Graph HyperNetworks for Neural Architecture Search
Chris Zhang, Mengye Ren, Raquel Urtasun
TL;DR
The paper introduces Graph HyperNetwork (GHN), a framework that learns to generate all weights of unseen CNN architectures directly from their computation graphs, thereby amortizing the neural Architecture search process. By combining a graph neural network with a shared hypernetwork, GHN captures topology-aware weight generation and enables rapid evaluation of thousands of architectures. Experiments on CIFAR-10 and ImageNet-Mobile show GHN achieves competitive NAS performance with about 10x faster search than random baselines and extends naturally to anytime prediction to optimize speed-accuracy tradeoffs. Ablation studies confirm the benefits of forward-backward message passing, motif sharing, and smaller training graphs, and the approach generalizes to multi-scale, budget-aware deployments. Overall, GHN provides a scalable, topology-aware surrogate for NAS that can substantially reduce computational costs while delivering strong performance.
Abstract
Neural architecture search (NAS) automatically finds the best task-specific neural network topology, outperforming many manual architecture designs.

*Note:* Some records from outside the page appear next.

PR #55, opened 2021-02-26
feat: nsi status contact

axle-h:


src/main/kotlin/uk/gov/justice/digital/hmpps/deliusapi/service/NsiService.kt
```diff
@@ -119,18 +123,49 @@ class NsiService(
...
+      nsiId = nsi.id,
+      eventId = nsi.event?.id,
+      providerId = manager.provider?.id!!,
+      teamId = manager.team?.id!!,
+      staffId = manager.staff?.id!!,
+      timestamp = nsi.statusDate,
+    )
+    this.contactService.createSystemContact(status)
+
+    val referral = status.copy(typeId = null, typeCode = "NREF")
```
electrified, line 152: It would be good to extract these string literals out and put them in constants with descriptive names, they could then be referenced from the tests too.

src/main/kotlin/uk/gov/justice/digital/hmpps/deliusapi/repository/AuditedInteractionRepository.kt
```diff
@@ -7,5 +7,5 @@ import java.util.Date
 
 @Repository
 interface AuditedInteractionRepository : JpaRepository<AuditedInteraction, Date> {
-  fun findAllByUserId(userId: Long): List<AuditedInteraction>
+  fun findAllByUserIdAndBusinessInteractionCode(userId: Long, businessInteractionCode: String): List<AuditedInteraction>
```
electrified, line 10: This is OK as it's only used for the tests. Maybe worth a note here? Reads from the table are SUPER SLOW in the real envs and should be avoided.

src/main/kotlin/uk/gov/justice/digital/hmpps/deliusapi/service/ContactService.kt
```diff
@@ -116,4 +120,53 @@ class ContactService(
     val entity = contactRepository.saveAndFlush(contact)
     return ContactMapper.INSTANCE.toDto(entity)
   }
+
+  /**
+   * Adds a system generated contact record.
+   * System generated contacts are non-audited & non-validated (other than referential integrity of course).
+   */
+  fun createSystemContact(request: NewSystemContact) {
```
electrified, line 128: It's a bit of a shame we have code duplication with the other create contact method.

electrified (approved):

electrified:
Looks good!

src/main/kotlin/uk/gov/justice/digital/hmpps/deliusapi/service/ContactService.kt
axle-h: Don't really see a nice way around it without over complicating both

Issue #575, opened 2024-04-28
No easy way of predictable termination when working with streams (sequences)


emil14:
# Problem

Let's take a simplest problem - "print each number in a stream". Turns out current implementation doesn't allow one to do so without introducing some extra complexity.

# Demonstration

Here's naive attempt to program this logic:

```neva
$lst -> iter -> unwrap
unwrap:some -> println -> del
unwrap:none -> :stop
```

The problem is with this line `unwrap:none -> :stop`.

There's no guarantee that `unwrap:none` is sending _after_ all elements from `unwrap:some` are printed. In fact, there's higher chance that we terminate _before_ we print all the elements because printing takes time.

The root of this problem is **parallel processing without synchronization**. If only we could somehow _await_ for all elements to be printed.

# Bad solution

One way to fix this is to get rid of parallelism and introduce a pipeline. If data moves through the single flow then there's no asynchronism and everything happens in sequential manner.

Let's print messages before unwrapping them!

```neva
$lst -> iter -> println -> unwrap
unwrap:none -> :stop
```

Because every message that comes to `-> unwrap` is already printed there's a guarantee that when `unwrap:some ->` is sending, all values are processed (printed in this case).

However, there's a problem with this solution. Let's say our `$lst` is `[1,2,3]`. The output will be not `1\n2\n3\n`, it will be `1\n2\n3\n<nil>\n`! It could be even worse if we change how `maybe` is represented as a string in the future. In other words - this is not a solution because _program operates in a different way_.

---

Important to understand that the problem is not about `maybe`, it's about parallelism and lack of synchronization. However, changing how stream works OR maybe how Iter works _could_ fix this. As well as changing something else.

emil14:
# Use structs with indexes instead of `maybe`

Imagine each stream's element is wrapped into something like this

```
pub type StreamItem<T> struct {
  data T
  idx int
}
```

Component that emits stream uses something like this `StreamItem | StreamDelimiter`

`StreamDelimiter` could be `{idx int}` or even just `int`

# Lock

When `unwrap:none` (or it's alternative) is sending we `lock` until some "processor" is done with the message from `unwrap:some` (or it's alternative). The trick is to unlock _only if_ message from `:some` and `:none` has the same index (or if they are equal themselves, depending on the API)

emil14:
^ question is how we handle maps this way?

emil14:
When this will be implemented/fixed it might be possible to #568

emil14:
[...]

PR #612, opened 2024-05-10
Unwrap Component 2.0

dorian3343:
## A new and improved version of the original Unwrap

**Why?**
Before the new interface for streaming, neva's Iter was a simple and elegant language construct, however since v0.20.0 it has become ugly and quite unusable.

Before:
```const lst list<int> = [50, 30, 20, 100]

component Main(start) (stop) {
    nodes { Println<maybe<int>>, Iter<int>, Unwrap<int> }
    net {
        :start -> ($lst -> iter -> println -> unwrap)
        unwrap:none -> :stop
    }
}
```

After:
```
const lst list<int> = [50, 30, 20, 100]

component Main(start) (stop) {
    nodes { Println<stream<int>>, Iter<int>, Match<bool> }
    :start -> ($lst -> iter -> println) 
    println.last -> match:data
    true -> match:case[0] -> :stop
}
```

**Solution**
The solution was upgrading unwrap to a more modern implemnation which turns that same code into this.
```const lst list<int> = [50, 30, 20, 100]

component Main(start) (stop) {
    nodes { Println<int>, Iter<int>,Unwrap<int>,Del}
    :start -> ($lst -> iter -> unwrap)
    unwrap:some -> println -> del
    unwrap:none -> :stop
}

```

**Use case**

Heres how easy it is to print numbers from 1 too 99, now imagine how easy it becomes to rewrite the 99 bottles example
```
component Main(start) (stop) {
    nodes { Println<int> Unwrap<int>,Del,Range}
        :start -> [
            (1 -> range:from),
            (100 -> range:to)
        ]
    range -> unwrap
    unwrap:some -> println -> del
    unwrap:none -> :stop
}

```

### DIFF
--- a/examples/iterate_over_list/e2e_test.go
+++ b/examples/iterate_over_list/e2e_test.go
@@ -22,11 +22,7 @@ func Test(t *testing.T) {
 	require.NoError(t, err)
 	require.Equal(
 		t,
-		`{"data": 50, "idx": 0, "last": false}
-{"data": 30, "idx": 1, "last": false}
-{"data": 20, "idx": 2, "last": false}
-{"data": 100, "idx": 3, "last": true}
-`,
+		"50\n30\n20\n100\n",
 		string(out),
 	)
 
--- a/examples/iterate_over_list/main.neva
+++ b/examples/iterate_over_list/main.neva
@@ -1,8 +1,9 @@
 const lst list<int> = [50, 30, 20, 100]
 
 component Main(start) (stop) {
-    nodes { Println<stream<int>>, Iter<int>, Match<bool> }
-    :start -> ($lst -> iter -> println) 
-    println.last -> match:data
-    true -> match:case[0] -> :stop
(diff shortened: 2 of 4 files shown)


emil14:
I'll copy the essence from the Discord just for the history:

1. `unwrap` is for `maybe`, not stream
2. The need for a separate component that extracts the data from stream item is not clear because stream item is just a structure
3. By doing this changes we hoped it will help with #575 but actually it doesn't (I've provided example with `time.Sleep` that proved that program can _unpredictably_ terminate before all elements of stream were processed)

dorian3343:
What do you think about the name Extract? Although it doesn't fix #575 (it help's slightly, a temporary bandaid is better than an open wound metaphorically) it's still useful for not having the user have to manually access the data.

emil14:
After discussion on a Discord I decided to close this one. I know you've put effort into it and I appreciate it!

The main reason for closing is that we don't need a component to extract data from stream item because user normally shouldn't do it at all. That was attempt to fix termination problem but we need to go different direction.

PR #628, opened 2024-05-14
Sync: Add WaitGroup for counting lock use cases

Catya3:
Add example and e2e test

## On using Go's `sync.WaitGroup` internally

`WaitGroup` panics when the count gets below 0 so we have to be careful to take the count first, then take all the signals.

This may lead to panics in arithmetic use cases I.e. when passing `len(a)-len(b) -> wg; wg -> :done`. This is input dependent on the lengths of a and b. User needs to guard against this case.

### DIFF
--- a/examples/wait_group/main.neva
+++ b/examples/wait_group/main.neva
@@ -1,12 +1,12 @@
 import { sync }
 
 component Main(start) (stop) {
-  nodes { wg sync.WaitGroup, Println }
+  nodes { sync.Wg, Println }
   :start -> [
-    (3 -> wg),
-    ('Hello' -> println -> (-1 -> wg)),
-    ('Neva' -> println -> (-1 -> wg)),
-    ('World!' -> println -> (-1 -> wg))
+    (3 -> wg:count),
+    ('Hello' -> println -> (true -> wg:sig)),
+    ('Neva' -> println -> (true -> wg:sig)),
+    ('World!' -> println -> (true -> wg:sig))
   ]
   wg -> :stop
 }
--- a/examples/wait_group/main.neva
+++ b/examples/wait_group/main.neva
@@ -1,0 +1,12 @@
+import { sync }
+
+component Main(start) (stop) {
+  nodes { wg sync.WaitGroup, Println }
+  :start -> [
+    (3 -> wg),
+    ('Hello' -> println -> (-1 -> wg)),
+    ('Neva' -> println -> (-1 -> wg)),
+    ('World!' -> println -> (-1 -> wg))
+  ]
+  wg -> :stop
+}
--- a/internal/runtime/funcs/wait_group.go
+++ b/internal/runtime/funcs/wait_group.go
@@ -10,7 +10,12 @@ import (
 type waitGroup struct{}
 
 func (g waitGroup) Create(io runtime.FuncIO, _ runtime.Msg) (func(ctx context.Context), error) {
-	addIn, err := io.In.Port("add")
+	countIn, err := io.In.Port("count")
+	if err != nil {
+		return nil, err
+	}
+
+	sigIn, err := io.In.Port("sig")
 	if err != nil {
 		return nil, err
 	}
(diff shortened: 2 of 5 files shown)


internal/runtime/funcs/wait_group.go
```diff
@@ -0,0 +1,88 @@
...
+) func(ctx context.Context) {
+	return func(ctx context.Context) {
+		var (
+			mu    sync.RWMutex
+			ready bool  // ready when we have received a nonnegative count, protected by mu.
+			count int64 // internal count, protected by mu.
+		)
+
+		reset := func() {
+			mu.Lock()
```
emil14, line 38: why not just native wait group?

std/sync/sync.neva
```diff
@@ -0,0 +1,17 @@
...
+//  :start -> (2 -> wg:add)
+//  task1 -> (-1 -> wg:add)
+//  task2 -> (-1 -> wg:add)
+//  wg -> :stop  // Signals after both tasks are done.
+//
+// Example:
+//  nodes { wg WaitGroup }
+//  wg -> :stop  // Blocks forever.
+#extern(wait_group)
+pub component WaitGroup(add int) (sig any)
```
emil14, line 17: What do you think about this API?

```
WaitGroup(count int, sig any) (sig any)
```

It accepts `count` and then each `->sig` decrements by one

That's less flexible API but my personal experience with Go was that I was always `wg.Done()` instead of `wg.Add(-n)`

emil14:
1. wdyt about name `sync.Wg` and just putting in comment that wg stands for WaitGroup? It will allow to `nodes {sync.Wg}` without manual alias
2. I propose 3 alternative APIs because of 2 reasons 1) this one looks too flexible (I'm not sure about this, it's just my experience with wg in Go) and 2) I'm afraid about it might be unsafe. Here they are:

# Less Flexible And Safe

```
(count int, sig any) (sig any)
```

In Go we have `wg.Done()` that works exactly like this

# Safe and Flexible 1

```
(count int, add int) (sig any)
```

# Safe and Flexible 2

```
(count int, sub int) (sig any)
```

`sub` port works exactly like `add` but inverted, it accepts positive integers to subtract (because it looks like we gonna end up by always passing negative ints)

examples/wait_group/main.neva
```diff
@@ -0,0 +1,12 @@
...
+component Main(start) (stop) {
+  nodes { wg sync.WaitGroup, Println }
+  :start -> [
+    (3 -> wg),
+    ('Hello' -> println -> (-1 -> wg)),
+    ('Neva' -> println -> (-1 -> wg)),
+    ('World!' -> println -> (-1 -> wg))
+  ]
+  wg -> :stop
+}
```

However, it can be prohibitively expensive as the search requires training thousands of different networks, while each can last for hours. In this work, we propose the Graph HyperNetwork (GHN) to amortize the search cost: given an architecture, it directly generates the weights by running inference on a graph neural network. GHNs model the topology of an architecture and therefore can predict network performance more accurately than regular hypernetworks and premature early stopping. To perform NAS, we randomly sample architectures and use the validation accuracy of networks with GHN generated weights as the surrogate search signal. GHNs are fast -- they can search nearly 10 times faster than other random search methods on CIFAR-10 and ImageNet. GHNs can be further extended to the anytime prediction setting, where they have found networks with better speed-accuracy tradeoff than the state-of-the-art manual designs.